» EXERCISE DETAILS
Tell how many lines of the data include the word "Forms". Nothing but the number belongs in the answer.

** Opening DATA UNDER STUDY block **

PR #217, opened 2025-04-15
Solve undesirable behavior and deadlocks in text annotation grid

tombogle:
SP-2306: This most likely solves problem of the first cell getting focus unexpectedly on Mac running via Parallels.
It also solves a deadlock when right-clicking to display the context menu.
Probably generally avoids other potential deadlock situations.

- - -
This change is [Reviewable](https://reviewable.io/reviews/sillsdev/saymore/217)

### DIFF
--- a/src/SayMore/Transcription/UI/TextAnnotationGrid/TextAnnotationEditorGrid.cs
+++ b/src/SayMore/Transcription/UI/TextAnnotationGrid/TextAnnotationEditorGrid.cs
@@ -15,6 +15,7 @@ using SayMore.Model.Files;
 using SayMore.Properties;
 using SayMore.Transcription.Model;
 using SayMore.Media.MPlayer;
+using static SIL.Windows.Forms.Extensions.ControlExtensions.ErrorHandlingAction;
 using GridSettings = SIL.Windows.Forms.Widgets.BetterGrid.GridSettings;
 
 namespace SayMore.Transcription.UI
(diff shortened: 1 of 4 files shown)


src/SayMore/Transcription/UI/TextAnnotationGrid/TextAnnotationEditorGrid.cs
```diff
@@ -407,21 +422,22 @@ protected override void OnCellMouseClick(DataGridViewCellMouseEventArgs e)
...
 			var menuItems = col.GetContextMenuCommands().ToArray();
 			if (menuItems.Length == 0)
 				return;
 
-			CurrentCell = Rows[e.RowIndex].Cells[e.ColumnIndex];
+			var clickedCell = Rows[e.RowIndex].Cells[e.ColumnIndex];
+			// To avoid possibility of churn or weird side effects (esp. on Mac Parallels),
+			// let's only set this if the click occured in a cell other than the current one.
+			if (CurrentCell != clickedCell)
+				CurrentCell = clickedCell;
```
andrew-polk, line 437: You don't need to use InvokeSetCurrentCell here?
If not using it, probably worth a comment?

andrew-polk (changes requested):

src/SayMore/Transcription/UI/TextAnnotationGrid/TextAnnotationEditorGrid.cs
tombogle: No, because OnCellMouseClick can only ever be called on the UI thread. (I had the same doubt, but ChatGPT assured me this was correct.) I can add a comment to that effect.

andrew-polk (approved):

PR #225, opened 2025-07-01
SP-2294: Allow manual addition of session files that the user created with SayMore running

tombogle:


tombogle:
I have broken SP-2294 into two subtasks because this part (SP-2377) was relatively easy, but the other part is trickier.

** Closing DATA UNDER STUDY block **
** Opening DATA UNDER STUDY block **

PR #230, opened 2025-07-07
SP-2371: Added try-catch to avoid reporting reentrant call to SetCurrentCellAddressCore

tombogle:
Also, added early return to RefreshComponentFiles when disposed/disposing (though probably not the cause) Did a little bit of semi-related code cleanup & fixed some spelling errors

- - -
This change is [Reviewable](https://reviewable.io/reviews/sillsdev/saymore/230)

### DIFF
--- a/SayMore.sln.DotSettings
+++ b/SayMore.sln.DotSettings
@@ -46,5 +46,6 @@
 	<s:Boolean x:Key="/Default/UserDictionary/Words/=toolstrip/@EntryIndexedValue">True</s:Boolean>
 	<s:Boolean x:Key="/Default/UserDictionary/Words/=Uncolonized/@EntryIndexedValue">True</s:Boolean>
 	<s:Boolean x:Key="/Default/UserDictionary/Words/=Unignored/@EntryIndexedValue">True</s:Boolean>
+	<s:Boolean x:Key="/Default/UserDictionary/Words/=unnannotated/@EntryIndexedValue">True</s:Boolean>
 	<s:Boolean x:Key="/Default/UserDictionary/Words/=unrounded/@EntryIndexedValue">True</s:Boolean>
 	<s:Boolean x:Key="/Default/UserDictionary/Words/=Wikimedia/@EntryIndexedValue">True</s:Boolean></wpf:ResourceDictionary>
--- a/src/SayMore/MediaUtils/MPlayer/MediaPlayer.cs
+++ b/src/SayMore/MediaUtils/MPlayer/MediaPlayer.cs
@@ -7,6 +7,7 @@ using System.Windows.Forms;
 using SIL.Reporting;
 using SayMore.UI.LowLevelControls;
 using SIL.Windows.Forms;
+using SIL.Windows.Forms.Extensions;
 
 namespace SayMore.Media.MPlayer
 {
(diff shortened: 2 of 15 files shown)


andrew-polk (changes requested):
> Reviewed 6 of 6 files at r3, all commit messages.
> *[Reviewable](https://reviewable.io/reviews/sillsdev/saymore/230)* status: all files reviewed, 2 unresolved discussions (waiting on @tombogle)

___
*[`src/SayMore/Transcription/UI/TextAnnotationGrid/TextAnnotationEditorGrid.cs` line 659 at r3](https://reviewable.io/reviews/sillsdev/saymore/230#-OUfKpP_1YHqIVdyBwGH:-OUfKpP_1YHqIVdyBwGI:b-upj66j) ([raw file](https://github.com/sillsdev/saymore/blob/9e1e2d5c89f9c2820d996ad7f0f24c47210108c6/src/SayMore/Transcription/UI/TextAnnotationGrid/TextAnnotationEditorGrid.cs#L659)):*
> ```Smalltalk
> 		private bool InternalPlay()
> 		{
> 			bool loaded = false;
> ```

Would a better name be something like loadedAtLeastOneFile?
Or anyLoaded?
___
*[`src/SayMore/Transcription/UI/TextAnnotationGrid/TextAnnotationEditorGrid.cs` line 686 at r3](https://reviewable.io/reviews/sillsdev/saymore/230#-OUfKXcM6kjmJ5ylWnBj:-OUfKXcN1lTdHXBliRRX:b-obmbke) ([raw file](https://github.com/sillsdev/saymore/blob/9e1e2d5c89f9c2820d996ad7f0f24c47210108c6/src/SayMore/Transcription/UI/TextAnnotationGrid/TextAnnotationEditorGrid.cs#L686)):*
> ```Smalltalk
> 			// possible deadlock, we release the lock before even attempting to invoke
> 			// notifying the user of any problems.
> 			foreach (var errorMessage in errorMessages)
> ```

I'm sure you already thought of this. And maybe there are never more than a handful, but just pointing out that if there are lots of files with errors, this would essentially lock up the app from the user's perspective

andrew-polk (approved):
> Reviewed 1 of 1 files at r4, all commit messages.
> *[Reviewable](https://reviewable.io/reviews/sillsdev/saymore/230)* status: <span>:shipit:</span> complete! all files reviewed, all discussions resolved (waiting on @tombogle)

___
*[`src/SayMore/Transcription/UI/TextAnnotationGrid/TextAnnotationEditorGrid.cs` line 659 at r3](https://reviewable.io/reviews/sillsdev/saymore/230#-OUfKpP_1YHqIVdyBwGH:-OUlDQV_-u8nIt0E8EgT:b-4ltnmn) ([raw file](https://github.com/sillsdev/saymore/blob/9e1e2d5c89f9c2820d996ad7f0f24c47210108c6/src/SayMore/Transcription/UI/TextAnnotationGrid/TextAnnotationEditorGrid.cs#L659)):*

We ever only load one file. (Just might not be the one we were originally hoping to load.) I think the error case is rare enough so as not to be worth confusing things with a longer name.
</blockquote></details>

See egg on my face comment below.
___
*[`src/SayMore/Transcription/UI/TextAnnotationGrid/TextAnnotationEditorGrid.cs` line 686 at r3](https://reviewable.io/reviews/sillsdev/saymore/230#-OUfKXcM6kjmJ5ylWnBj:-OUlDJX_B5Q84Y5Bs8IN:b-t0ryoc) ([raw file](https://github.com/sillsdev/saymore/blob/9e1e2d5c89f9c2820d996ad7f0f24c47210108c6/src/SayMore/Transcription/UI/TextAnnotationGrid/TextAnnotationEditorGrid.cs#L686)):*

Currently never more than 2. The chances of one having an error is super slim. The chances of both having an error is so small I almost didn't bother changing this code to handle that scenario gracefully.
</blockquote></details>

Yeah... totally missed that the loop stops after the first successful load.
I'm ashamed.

** Closing DATA UNDER STUDY block **

» OUTPUT FOR THIS TASK
5